START Input material
PR #856, opened 2021-06-22
Adding some minbais's to various campaigns

scarletnorberg:
PRCAMPAIGNS-204
PRCAMPAIGNS-200

These two campaigns need three Minbais.


scarletnorberg:
PRCAMPAIGNS-208

Issue #855, opened 2021-06-21
[Py2Py3] Migrate helper functions talking to ReqMgr [1]


haozturk:
**Impact of the new feature**
Almost every unified module

**Is your feature request related to a problem? Please describe.**
As part of python3 migration, we should also migrate functions talking to ReqMgr in utils.py. I already migrated the following function which might be a guide for the further ones:
1. Old version: https://github.com/CMSCompOps/WmAgentScripts/blob/b34084adaa9d158bb4a2dd6a8dd16f448f0fba1a/utils.py#L2885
END Input material
Each line of the data that holds the word "PRCAMPAIGNS" should be copied.

PRCAMPAIGNS-204
PRCAMPAIGNS-200
PRCAMPAIGNS-208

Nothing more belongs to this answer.